Asymmetric water entry of a wedged grillage structure investigated by CFD-FEM co-simulation

Abstract

When a ship sails in ocean waves the relative movement between ship and wave is very complex. Slamming of bow or stern structures usually occurs in a manner of asymmetric oblique water entry. This implies that both the deflection angle θ and velocity angle α will likely grow to a large value at the same time. In this study, the hydrodynamics problem associated with the asymmetric and oblique water impact of a three-dimensional wedge is investigated using a partitioned CFD-FEM two-way coupled numerical tool by coupling the commercial software STAR-CCM+ and Abaqus within the framework of SIMULIA co-simulation engine.

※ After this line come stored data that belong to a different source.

PR #10154, opened 2017-02-02
Throw an exception if association's target table has an incorrect class name.

robertpustulka:
See a [comment](https://github.com/cakephp/cakephp/pull/10142#issuecomment-276918905)

PR #13436, opened 2019-07-24
Ensure Association::$_className is always set.

ADmad:
I don't see a reason why currently `$_className` is set to alias only when alias has plugin prefix.

### DIFF
--- a/src/ORM/Association.php
+++ b/src/ORM/Association.php
@@ -226,7 +226,7 @@ abstract class Association
             }
         }
 
-        if (empty($this->_className) && strpos($alias, '.')) {
+        if (empty($this->_className)) {
             $this->_className = $alias;
         }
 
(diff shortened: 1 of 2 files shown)


src/ORM/Association.php
```diff
@@ -226,7 +226,7 @@ public function __construct(string $alias, array $options = [])
             }
         }
 
-        if (empty($this->_className) && strpos($alias, '.')) {
+        if (empty($this->_className)) {
             $this->_className = $alias;
```
ADmad: The `_getClassName()` function I removed the did camelize the alias but I have skipped it. Conventionally we use camel cased aliases for associations and if someone doesn't follow that convention then they should just explicitly set the `className` config.

markstory: This check was added in #6054 but there isn't much context on why. If all the tests pass I think we should move forward, these changes make the implementation simpler.

src/ORM/Association.php
```diff
@@ -1125,24 +1125,6 @@ protected function _extractFinder($finderData): array
...
-     */
-    protected function _getClassName(string $alias, array $options = []): string
-    {
-        if (empty($options['className'])) {
-            $options['className'] = Inflector::camelize($alias);
-        }
-
-        $className = App::className($options['className'], 'Model/Table', 'Table') ?: Table::class;
-
-        return ltrim($className, '\\');
```
markstory: This came in #10154 but I don't see its absence causing any tests to fail.

markstory (approved):

PR #13437, opened 2019-07-24
StaticConfigTrait::getConfig($key) return type

andrii-pukhalevych:
StaticConfigTrait::getConfig($key) may return int/string/float with custom configs

### DIFF
--- a/src/Core/StaticConfigTrait.php
+++ b/src/Core/StaticConfigTrait.php
@@ -110,7 +110,7 @@ trait StaticConfigTrait
      * Reads existing configuration.
      *
      * @param string $key The name of the configuration.
-     * @return array|null Array of configuration data.
+     * @return mixed Configuration data.
      */
     public static function getConfig($key)
     {
--- a/src/Utility/Hash.php
+++ b/src/Utility/Hash.php
@@ -928,8 +928,8 @@ class Hash
      *
      * ### Sort directions
      *
-     * - `asc` Sort ascending.
-     * - `desc` Sort descending.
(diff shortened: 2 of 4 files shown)


andrii-pukhalevych:
@dereuromark 
> `mixed` covers all types so it should be the only type mentioned now.

Should I leave only `mixed` or `mixed|null`. I see that in some places @return has all types:
[`EventInterface::getData($key = null)`](https://github.com/cakephp/cakephp/blob/8005880409fce6afebd03053a6060cfd8a3c91d1/src/Event/EventInterface.php#L79) has `@return array|mixed|null`

andrii-pukhalevych:
@dereuromark Is cakephp:3.next correct branch?

dereuromark:
For fixes in docs, usually master is correct.

andrii-pukhalevych:
@dereuromark In this case I want to have this update asap, because its not breaking but affects code analyzer functionality.  At 3.next is 3.9 right? 

Also AppVeyor [failed to run test](https://ci.appveyor.com/project/cakephp/cakephp/builds/26209564#L196):  "./composer.lock" does not contain valid JSON                           
How it can be resolved?

dereuromark:
:-1: I dont think this should have been merged. Not valid as is.

markstory:
Whoops, I'll revert this merge I didn't see that it pulled in other changes from 3.next along with it.

markstory:
Whoops, I'll revert this merge I didn't see that it pulled in other changes from 3.next along with it.

PR #13439, opened 2019-07-24
Expand typehints for getConfig()

markstory:
It can return any type so indicate that.

Refs #13437


dereuromark:
What about setter and other methods? Sounds a bit weird to basically make the documentation useless (mixed) here for setter only.

PR #13446, opened 2019-07-29
2.x - Moves creation of ControllerTestDispatcher to its own protected method

garethellis36:
We've extended the core `Dispatcher` class in our application and we now have some incompatibilities with the test dispatcher. Moving the creation to a protected method will allow us to extend the test dispatcher and fix those incompatibilities.


markstory:
Looks good outside of a [style error](https://travis-ci.org/cakephp/cakephp/jobs/564892184).

PR #14527, opened 2020-05-01
4.next - Added IntervalExpression to handle datetime interval addition/subtraction in the orm

jimbo2150:
This PR adds support for datetime intervals without having to use a workaround and will translate the syntax across different servers.

The MySQL syntax is `dateOrField + INTERVAL 2 YEAR + INTERVAL 3 DAY`
The PostgrSQL syntax is `dateOrField + INTERVAL '2 YEAR 3 DAY'`
The SQLite syntax is `strftime('%Y-%m-%d %H:%M:%f', dateOrField, '2 year', '3 day')`
- The strfttime syntax is for the use of fractional time. Other functions such as `date()` do not support fractions of a second. The result can then be passed through date/time conversion to get the desired output.

The MSSQL syntax is `date_add('DAYS', 3, date_add('YEARS', 2, dateOrField))`

Example usage:
```php
$interval = \DateInterval::createFromDateString('2 year + 3 day');
$iExp = new IntervalExpression(new FrozenTime('2020-04-17 02:03:02.21'), $interval);
(new Query($connection))->select([ $iExp ]);
```
Would produce output like
```sql
SELECT '2020-04-17 02:03:02.21' + INTERVAL 2 YEAR + INTERVAL 3 DAY;
```
in MySQL and should produce a result `2022-04-20 02:03:02.21`.

The requiring of a date or expression was necessary for supporting other databases since SQLite and MSSQL do not support INVERVAL expressions, only date modifier functions which require an expression or date to be passed as a parameter.

Special and relative intervals such as "Second Thursday in October" are not supported because there is no meaningful way to acquire that interval from the PHP interval object and most databases do not support relative/special intervals.


src/Database/Expression/IntervalExpression.php
```diff
@@ -0,0 +1,309 @@
...
+     * Key mappings for DateInterval array conversion.
+     *
+     * @var array
+     */
+    protected const KEYS_REQUIRED = ['y' => 1, 'm' => 1, 'd' => 1, 'h' => 1, 'i' => 1, 's' => 1, 'f' => 1];
+
+    /**
+     * SQL unit values for DateInterval array conversion.
+     *
+     * @var array
```
dereuromark, line 42: string[]

src/Database/Expression/IntervalExpression.php
```diff
@@ -0,0 +1,309 @@
...
+     * intervals.
+     *
+     * @param DateInterval $interval An interval object.
+     * @throws Exception When interval value is not valid.
+     * @return self
+     */
+    public function setInterval(DateInterval $interval): self
+    {
+        $isValid = ($interval->y + $interval->m + $interval->d +
+            $interval->h + $interval->i + $interval->s + $interval->f) != 0;
```
dereuromark, line 218: !==

src/Database/Expression/IntervalExpression.php
```diff
@@ -0,0 +1,309 @@
...
+        if ($isValid == false) {
```
dereuromark, line 219: if (!$isValid)

src/Database/Expression/IntervalExpression.php
jimbo2150: Corrected

src/Database/Expression/IntervalExpression.php
jimbo2150: Corrected

othercorey:
Is the goal to use this with WindowExpressions or just adding for general use?

jimbo2150:
> Is the goal to use this with WindowExpressions or just adding for general use?

Both. Though WindowExpressions will be a second iteration since use with a date requires a value to be added due to not all servers supporting the interval expression.

src/Database/Driver/Postgres.php
```diff
@@ -297,4 +299,22 @@ public function newCompiler(): QueryCompiler
...
+     *   to postgres SQL.
+     * @return void
+     */
+    protected function transformIntervalExpression(IntervalExpression $intervalExp): void
+    {
+        $intervalExp->combineIntervalSqlOptions([
+            'glue' => ' ',
+            'sql-prefix' => 'INTERVAL ',
+            'prefix' => '\'',
+            'suffix' => '\'',
```
markstory, line 317: Could use `"'"` to avoid needing to escape quotes.

src/Database/Driver/Sqlite.php
```diff
@@ -336,4 +338,30 @@ public function supportsWindowFunctions(): bool
...
+     * Receives a IntervalExpression and changes it so that it conforms to this
+     * SQL dialect.
+     *
+     * @param IntervalExpression $intervalExp The interval expression to convert
+     *   to Sqlite SQL.
+     * @return void
+     */
+    protected function transformIntervalExpression(IntervalExpression $intervalExp): void
+    {
+        $fOrV = $intervalExp->getFieldOrValue();
```
markstory, line 352: Could we use a more readable variable name here? Perhaps `$fieldValue`?

src/Database/Driver/Sqlite.php
```diff
@@ -336,4 +338,30 @@ public function supportsWindowFunctions(): bool
...
+        $typeAry = [];
```
markstory, line 353: Could be `$types` instead.

src/Database/Driver/Sqlite.php
```diff
@@ -336,4 +338,30 @@ public function supportsWindowFunctions(): bool
...
+        if ($fOrV instanceof \DateTimeInterface) {
+            $typeAry[] = 'datetimefractional';
+        }
+        $sign = $intervalExp->getIntervalSign();
+        $fncExp = (new FunctionExpression('strftime', ['\'%Y-%m-%d %H:%M:%f\'' => 'literal']))
```
markstory, line 358: Could be `$function` instead of `fncExp`

src/Database/Expression/IntervalExpression.php
```diff
@@ -0,0 +1,316 @@
...
+     * @return array
+     */
+    public function getIntervalSqlOptions(): array
+    {
+        return $this->intervalSqlOptions;
+    }
+
+    /**
+     * Method that sets an overriding expression for servers that require
+     * the use of en expression (usually a function) instead of an interval
```
markstory, line 157:
```suggestion
     * the use of an expression (usually a function) instead of an interval
```

src/Database/Expression/IntervalExpression.php
```diff
@@ -0,0 +1,316 @@
...
+    }
+
+    /**
+     * Method that accepts a date or expression object that serves as the
+     * value the interval will be applied to.
+     *
+     * @param \DateTimeInterface|\Cake\Database\ExpressionInterface $fov A DateTimeInterface or ExpressionInterface object.
+     * @return self
+     */
+    public function setFieldOrValue($fov): self
```
markstory, line 187: Could this be 'target' or 'subject'? FieldOrValue is a lot of words to repeat.

markstory (commented):
Should interval expressions be exposed on the function builder?

I also question the need for all the public methods on `IntervalExpression` it creates a wide public API that doesn't seem to be needed based on what is in the tests. Making those methods protected/private would help us adapt to change more easily in the future.

src/Database/Expression/IntervalExpression.php
```diff
@@ -0,0 +1,329 @@
...
+        }
+        $this->reset();
+
+        return $sql;
+    }
+
+    /**
+     * @inheritDoc
+     */
+    public function traverse(Closure $callable): self
```
dereuromark, line 111: No typehint please on return, as this is chainable.

src/Database/Expression/IntervalExpression.php
```diff
@@ -0,0 +1,329 @@
...
+        return $this->intervalSqlOptions;
+    }
+
+    /**
+     * Method that sets an overriding expression for servers that require
+     * the use of an expression (usually a function) instead of an interval
+     * statement.
+     *
+     * @param \Cake\Database\ExpressionInterface|null $exp An ExpressionInterface object or null value.
+     * @return self
```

The hydrodynamic problem is solved by the CFD software using overset grid technique while the structural dynamic response is solved by the FEM software. Validation of the numerical results is conducted by using existing test results of symmetric water entry of the wedge first. Then the behaviours of movements, slamming pressure and structural response of the wedge structure during asymmetric water entry by varying the deflection angle θ or the velocity angle α or both are systematically and comparatively investigated. This research shows that the present numerical simulation well predicts both the fluid and structural dynamic characteristics such as fluid cavity and structural stress concentration of asymmetric impact problems, which has potential engineering application value in the field of ship design and slamming loads evaluation.